Lucy sat on her bed and sighed. Darren was something she did not want to deal with right now. Leave school with him and move to a cabin? That didn’t even sound remotely appealing at this point in her life. She wanted to do something. She was doing something. You don’t abandon things part way through, and you don’t abandon your friends. Perhaps that’s what the test is. It gives you other options, chances, a way out if you want it. She didn’t want a way out that didn’t lead through that archway. The real one, not the illusion she had walked through. She had to find a way to deal with that, and then she could deal with Darren when it became a problem. What was she thinking? She didn’t have to deal with him. In all actuality, they did not have that conversation. Darren was not a problem, and she did not have a meeting with him later to discuss where she had been and what she had been doing. She was still in the archway. She had to figure out what was going on and how to get out of here.
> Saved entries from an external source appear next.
PR #8127, opened 2015-03-23
update last_modified on rename

minrk:
some storage backends may update the last_modified date on rename

alternative to #8126

/cc @ssanderson


takluyver:
If this is an alternative, and #8126 was merged, should this be closed?

ssanderson:
@takluyver #8126 was modified under the assumption that this would be merged as well.

takluyver:
I see. Merging, then.

PR #10391, opened 2017-03-10
Expand a bit the documentation about transformers.

Carreau:
Mostly answering questions I had myself while trying to write some stuff
and while trying to get a simple example working.

### DIFF
--- a/IPython/core/inputsplitter.py
+++ b/IPython/core/inputsplitter.py
@@ -24,6 +24,7 @@ import sys
 import tokenize
 import warnings
 
+from IPython.utils.py3compat import cast_unicode
 from IPython.core.inputtransformer import (leading_indent,
                                            classic_prompt,
                                            ipy_prompt,
@@ -686,6 +687,7 @@ class IPythonInputSplitter(InputSplitter):
         """
 
         # We must ensure all input is pure unicode
+        lines = cast_unicode(lines, self.encoding)
         # ''.splitlines() --> [], but we need to push the empty line to transformers
         lines_list = lines.splitlines()
         if not lines_list:
--- a/IPython/core/inputsplitter.py
+++ b/IPython/core/inputsplitter.py
@@ -24,7 +24,6 @@ import sys
 import tokenize
 import warnings
 
-from IPython.utils.py3compat import cast_unicode
 from IPython.core.inputtransformer import (leading_indent,
                                            classic_prompt,
                                            ipy_prompt,
@@ -687,7 +686,6 @@ class IPythonInputSplitter(InputSplitter):
         """
 
         # We must ensure all input is pure unicode
-        lines = cast_unicode(lines, self.encoding)
         # ''.splitlines() --> [], but we need to push the empty line to transformers
         lines_list = lines.splitlines()
         if not lines_list:
--- a/docs/source/config/inputtransforms.rst
+++ b/docs/source/config/inputtransforms.rst
@@ -77,8 +77,8 @@ Transforming a full block
 .. warning::
 
     Transforming a full block at once will break the automatic detection of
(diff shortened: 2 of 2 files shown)


IPython/core/inputsplitter.py
```diff
@@ -687,7 +686,6 @@ def push(self, lines):
         """
 
         # We must ensure all input is pure unicode
-        lines = cast_unicode(lines, self.encoding)
```
takluyver: Why is this changed in a doc PR? If you're sure removing it is OK, please remove the comment too.

docs/source/config/inputtransforms.rst
```diff
@@ -71,6 +71,32 @@ The decorator returns a factory function which will produce instances of
...
 function.
 
+Transforming a full block
+-------------------------
+
+Transforming a full block of python code is possible by implementing a
+:class:`~IPython.core.inputtransformer.Inputtransformer` and overwriting the
+``push`` and ``reset`` methods. The reset method should send the full block of
+transformed text. As an example a transformer the reversed the lines from last
+to first.
```
takluyver: We should say that this will break the automatic 'is this input complete' detection in console interfaces - with a transformer like this added, it will always think more input is needed, and you will need to use a shortcut to force it to execute.

docs/source/config/inputtransforms.rst
```diff
@@ -79,9 +105,28 @@ sent each line in turn, followed by ``None`` to reset it. It can yield lines, or
...
+
+    ip = get_ipython()
+
+    ip.input_splitter.logical_line_transforms.append(noop())
+    ip.input_transformer_manager.logical_line_transforms.append(noop())
+
 This code in IPython strips a constant amount of leading indentation from each
 line in a cell::
 
+    from IPython.core.inputtransformer import CoroutineInputTransformer
```
takluyver: Do you want to add the import to your new example above too?

docs/source/config/inputtransforms.rst
```diff
@@ -79,9 +105,28 @@ sent each line in turn, followed by ``None`` to reset it. It can yield lines, or
 ``None`` if it is accumulating text to yield at a later point. When reset, it
 should give up any code it has accumulated.
 
+You may use :meth:`CoroutineInputTransformer.wrap` to simplify the creation of
+such a transformer.
+
+Here is a simple :class:`CoroutineInputTransformer` that can be though of be
```
willingc: s/though/thought

willingc: ~~be~~

docs/source/config/inputtransforms.rst
```diff
@@ -71,6 +71,39 @@ The decorator returns a factory function which will produce instances of
 :class:`~IPython.core.inputtransformer.StatelessInputTransformer` using your
 function.
 
+Transforming a full block
+-------------------------
+
+.. warning::
+
+    Transforming a full block at once will break the automatic detection of
+    wether a block of code is complete in interface relying on this
```
takluyver: - whether
- interfaces

docs/source/config/inputtransforms.rst
```diff
@@ -71,6 +71,39 @@ The decorator returns a factory function which will produce instances of
...
+    functionality, as for example terminal IPython. You will need to use a
```
takluyver: 'as for example' doesn't work in English. You could use 'such as', 'including', or 'for example'.

('such as, for example, foo' is valid, but it's too verbose to read nicely here, IMO)

Carreau: done,

docs/source/config/inputtransforms.rst
Carreau: done.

Lucy thought and wondered, pondered and mused. Would the archway continue to tempt her with different options until she had refused them all in favor of the choices she had already made? Maybe tempt wasn’t the right way to put it. There was nothing tempting about Darren’s offer. How many things would she have to redo? How big and small would they be? Could she skip all that? She continued to sit on her bed, waiting for Eric and thinking. She wondered if there was a Justin here she could talk to? He might have some answers. He always had answers. Would they be right answers though? Or would they be answers she thought up that the archway used to give Justin dialog? This was all very confusing. She did not have long to wait before Eric summoned her. It was long enough to agonize but not long enough to go insane. Not knowing what was awaiting her, the walk back seemed very long.

“Lucy,” greeted Eric again.

“Eric,” Lucy greeted back.

“I’ve gotten a report from the Lady. Because of your actions, Maya, Gavin, and Justin are dead.”

“What?! I don’t believe you. Yes, the tent was on fire, but they were still alive when I left. If that was even them in the first place that is. I’m still in the archway.”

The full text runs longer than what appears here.